I am trying to use TFF to implement federated learning. I have spun up 3 EC2 instances and set up the TFF in a conda environment. I am trying to figure out how to create a federated dataset with some CSV files and then start training over these EC2 instances by having one of them as the Central and the other 2 as the clients. In the TFF code i could see tff.CLIENTS has a URI attribute but not sure how to map it to the IP/Some-Endpoint for communicating between clients and Server.
I have searched for ways to do that in the using the current TFF functions provided but couldn't find any pointers on achieving this case. (As it is the placement literals tff.CLIENT and tff.SERVER are anyway not exposed via API currently and is planned for future releases)
Inside the tensorflow_federated\python\core\impl\placement_literals.py:
PlacementLiteral(object):
"""A representation of one of the globally recognized placement literals."""

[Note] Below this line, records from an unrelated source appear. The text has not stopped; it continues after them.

PR #2511, opened 2025-06-02
[security] Update roundcube to 1.6.11

kiekerjan:
Pull request for updating Roundcube webmail to 1.6.11. This release includes a security fix. See https://github.com/roundcube/roundcubemail/releases/tag/1.6.11 for the changelog


o5k:
for those looking for this (even if the security issue requires authentication), i'm running into no problems just making the edit in this PR in my local instance (at `~/mailinabox/setup/webmail.sh`) and then running that same script on its own

JoshData:
Merged via the above commit on a release branch, which I then merged into main. I just published the v72 release which has just this, your previous PR for Roundcube 1.6.10, and #2480.

Thanks!

PR #2515, opened 2025-06-15
Fix broken Z-Push compatibility list link in mail guide

fsdultra:
The previous link (wiki.z-hub.io) was no longer accessible. It has been replaced with the current official GitHub link: https://github.com/Z-Hub/Z-Push/wiki/Compatibility.


JoshData:
TY

PR #2522, opened 2025-07-12
Fix broken links for scp and DAV

ukfhVp0zms:
It looks like dmfs's apps for CalDAV and CardDAV are no longer available on the Google Play Store, so will remove those apps and only recommend DAVx⁵ for now. 

The official scp man page link has also been updated.


illume:
I checked the changes, and they look good.

The removed ones do indeed not exist anymore, and the new scp link works.

illume (commented):
I checked the changes, and they look good.

The removed ones do indeed not exist anymore, and the new scp link works.

JoshData:
TY

PR #2528, opened 2025-07-27
Thunderbird fails to autoconfig with the realse v73

slowengine:
PR #2499 has introduced a change to line 4 in [conf/mozilla-autoconfig.xml](https://github.com/mail-in-a-box/mailinabox/pull/2499/files#diff-701f9d98d9c3dd5986653aca8d12b06916c729fc286a051ceae7f16082614d11) which purpose I can only find in https://datatracker.ietf.org/doc/draft-ietf-mailmaint-autoconfig/ which states:
>    A <domain purpose="mx"> specifies the domain name of the MX server of
   the email address, and is used config file lookup using MX server
   names, as specified in section MX.  The purpose attribute is mainly
   informational and may be ignored.
https://www.ietf.org/archive/id/draft-ietf-mailmaint-autoconfig-03.html#section-3.2.3-5

As for the reason of this issue/PR; I was setting up new domains for my mail services, upgraded MiaB from v71 to v73 and noticed that neither Thunderbird 141 nor Thunderbird 128 would pick up the autoconfig on the new domains.

As such I started looking for changes and noticed that PR #2499. Following that, tested these configurations:

v71 config, which Thunderbird autoconfig picked up properly
```
<domain>example.com</domain>
```

And properly following the draft-ietf-mailmaint-autoconfig-03, which Thunderbird autoconfig also picked up properly
```
<domain>example.com</domain>
<domain purpose="mx">example.com</domain>
```

Quite ironic, I must say.

### DIFF
--- a/conf/mozilla-autoconfig.xml
+++ b/conf/mozilla-autoconfig.xml
@@ -1,6 +1,7 @@
 <?xml version="1.0"?>
 <clientConfig version="1.1">
     <emailProvider id="PRIMARY_HOSTNAME">
+      <domain>PRIMARY_HOSTNAME</domain>
       <domain purpose="mx">PRIMARY_HOSTNAME</domain>
 
       <displayName>PRIMARY_HOSTNAME (Mail-in-a-Box)</displayName>


JoshData:
TY

tdulcet:
CC: @benbucksch, as he is the author of this draft IETF standard, he proposed the `purpose="mx"` change in https://github.com/mail-in-a-box/mailinabox/pull/2499#discussion_r2048710636 and he originally implemented the autoconfig feature in Thunderbird.

benbucksch:
That's odd. Thunderbird's code is supposed to ignore unknown attributes. This is clearly a bug. The code is here:
https://searchfox.org/comm-central/source/mail/components/accountcreation/modules/readFromXML.sys.mjs#63
```
for (var domain of xml.$domain) { ...
  d.domains.push(lazy.Sanitizer.hostname(domain));
 ```
 
The symptom would be that Thunderbird prints on the debug console, for this config:
`need proper <domain> in XML`

PR #2542, opened 2025-11-09
Catch and log any errors from backup_status() calls in status_checks.py

anlsh:
Duplicity seems to have pushed a broken release [1]. This doesn't fix that, but it unbreaks the status page (where the actual error can be read off).

Side note: my editor seems to have stripped trailing whitespace on a couple of lines. Keeping it in the patch because I'm lazy

[1] https://discourse.mailinabox.email/t/duplicity-error-nov-2025/16061/2


anlsh:
Maybe we should log the CLI generating the error as well, but there seem to be some password-related environmental variables in there?

PR #2550, opened 2026-01-26
Add environmental variables to cron job

### LINKED ISSUE #2549: Upstream issues with boto in Duplicity
For a couple weeks I've been getting this message from Mail-in-a-Box every time it runs a backup.

```
WARNING: Using boto3 >= 1,36.0 with non-amazon s3 services may result in checksum errors. a workaround is to set the following env vars

    export AWS_REQUEST_CHECKSUM_CALCULATION=when_required
    export AWS_RESPONSE_CHECKSUM_VALIDATION=when_required

see https://gitlab.com/duplicity/duplicity/-/issues/870 for details.
```

Note that, yes, I am in fact using a non-Amazon service for object storage.

I didn't find a relevant Issue here, but I found someone reporting the same message on the MiaB Discourse, so [I initially responded there](https://discourse.mailinabox.email/t/location-of-s3-backup-settings/16208/6).

As best I can tell, the solution to this problem is to add the environmental variables to `/etc/environment`. One way to do this is with `nano`.

First, `ssh` into your Box. Then:

```sh
sudo nano /etc/environment
```

In `nano`, scroll down one line, paste the following:

```sh
export AWS_REQUEST_CHECKSUM_CALCULATION=when_required
export AWS_RESPONSE_CHECKSUM_VALIDATION=when_required

```

(You may want to add an extra line break at the end, hence the blank line in the blockquote.)

Next, type Ctrl-O to save the file, then Ctrl-X to exit `nano`.

The environmental variables should take hold the next time the server is rebooted (I think?), so if you want to make sure they've taken hold, you can manually force-restart with the following:

```sh
sudo reboot
```

Note that there are other, more elegant ways to add these environmental variables, such as with `echo` and `>>`, but I'm not sure how to put the `sudo` in the correct place for that, hence just using `nano`.

After rebooting, you can `ssh` in again check the variables with `echo`:

```sh
echo "$AWS_REQUEST_CHECKSUM_CALCULATION"
```

Should print `when_required`, and

```sh
echo "$AWS_RESPONSE_CHECKSUM_VALIDATION"
```

Should also print `when_required`.

Anyway, I feel like probably these environmental variables could be set by the MiaB installer without any detrimental side effects, and adding this action to the MiaB installer would probably count as a "fix" for this Issue I am creating.

elsiehupp:
Fixes https://github.com/mail-in-a-box/mailinabox/issues/2549

For a couple weeks I've been getting this message from Mail-in-a-Box every time it runs a backup.

```
WARNING: Using boto3 >= 1,36.0 with non-amazon s3 services may result in checksum errors. a workaround is to set the following env vars

    export AWS_REQUEST_CHECKSUM_CALCULATION=when_required
    export AWS_RESPONSE_CHECKSUM_VALIDATION=when_required

see https://gitlab.com/duplicity/duplicity/-/issues/870 for details.
```

Note that, yes, I am in fact using a non-Amazon service for object storage.

Adding these environmental variables to `/etc/environment` did not solve make the warning go away, and @dms00 [suggested putting the variables in `/etc/cron.d/mailinabox-nightly`](https://github.com/mail-in-a-box/mailinabox/issues/2549#issuecomment-3768210000), so this Pull Request does just that.

Note that I have not actually tested this, yet; I have, however, added these variables to `/etc/cron.d/mailinabox-nightly` on my Box, so I will see tomorrow if I'm still getting the same error.

> Note that I personally think it would be more ideal if the default values of these environmental variables were set like this by `duplicity` itself, but Duplicity's maintainers seem to be fine with `duplicity` just spamming the user with the same warning over and over and over again instead. I could try and suggest this to them; at this exact moment I just don't have the spoons to deal with drafting an Issue on a Gitlab I've never interacted with before, especially considering the length of [the conversation thread there](https://gitlab.com/duplicity/duplicity/-/issues/870).

### DIFF
--- a/setup/management.sh
+++ b/setup/management.sh
@@ -116,6 +116,8 @@ minute=$((RANDOM % 60))  # avoid overloading mailinabox.email
 cat > /etc/cron.d/mailinabox-nightly << EOF;
 # Mail-in-a-Box --- Do not edit / will be overwritten on update.
 # Run nightly tasks: backup, status checks.
+AWS_REQUEST_CHECKSUM_CALCULATION=when_required
+AWS_RESPONSE_CHECKSUM_VALIDATION=when_required
 $minute 1 * * *	root	(cd $PWD && management/daily_tasks.sh)
 EOF
 


kiekerjan:
The downside of this solution is that on upgrade of Mail-in-a-Box your changes are overwritten, and you have to remember to fill in `when_required` again.
An alternative might be to add `AWS_REQUEST_CHECKSUM_CALCULATION` and `AWS_RESPONSE_CHECKSUM_VALIDATION` to `/etc/mailinabox.conf` by editing `setup/start.sh` Look for `cat > /etc/mailinabox.conf << EOF;` and then put before the single `EOF` at the end of that section:
```
AWS_REQUEST_CHECKSUM_CALCULATION=${AWS_REQUEST_CHECKSUM_CALCULATION:-}
AWS_RESPONSE_CHECKSUM_VALIDATION=${AWS_RESPONSE_CHECKSUM_VALIDATION:-}
```

This works because the daily tasks script loads the environment variables from `/etc/mailinabox.conf` before (amongst other things) the backup.

Of course, I did not test this, as I don´t use any AWS service.

elsiehupp:
> Of course, I did not test this, as I don't use any AWS service.

AFAIK warning only occurs if you use non-AWS object storage.

And FWIW the thing I tried in this pull request doesn't actually make the warning go away (so I'm converting this to a draft).

I think I will have to go dig through [the Duplicity issue](https://gitlab.com/duplicity/duplicity/-/issues/870) and maybe ask them to explain the "correct" method for silencing the warning.

It's possible, though, that the Duplicity maintainers didn't anticipate downstream users finding it annoying to be spammed with this warning every single time Duplicity runs via cron, so it's possible Duplicity doesn't actually check the variables before issuing the warning, in which case that would be something upstream that might need to be addressed.

mastazi:
not sure if this is a duplicate of https://github.com/mail-in-a-box/mailinabox/pull/2490

elsiehupp:
Closing in favor of https://github.com/mail-in-a-box/mailinabox/pull/2576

def __init__(self, name, uri, default_all_equal, description):
self._name = name
self._uri = uri #URI for client/Server
self._description = description
self._default_all_equal = default_all_equal
NA
TFF currently only fully supports single-machine simulation. There is work being done to enable multi-machine simulation environments to enable faster simulation (though it will semantically be the same result), but it is on going.
I would recommended first starting with running TFF in single-machine simulation.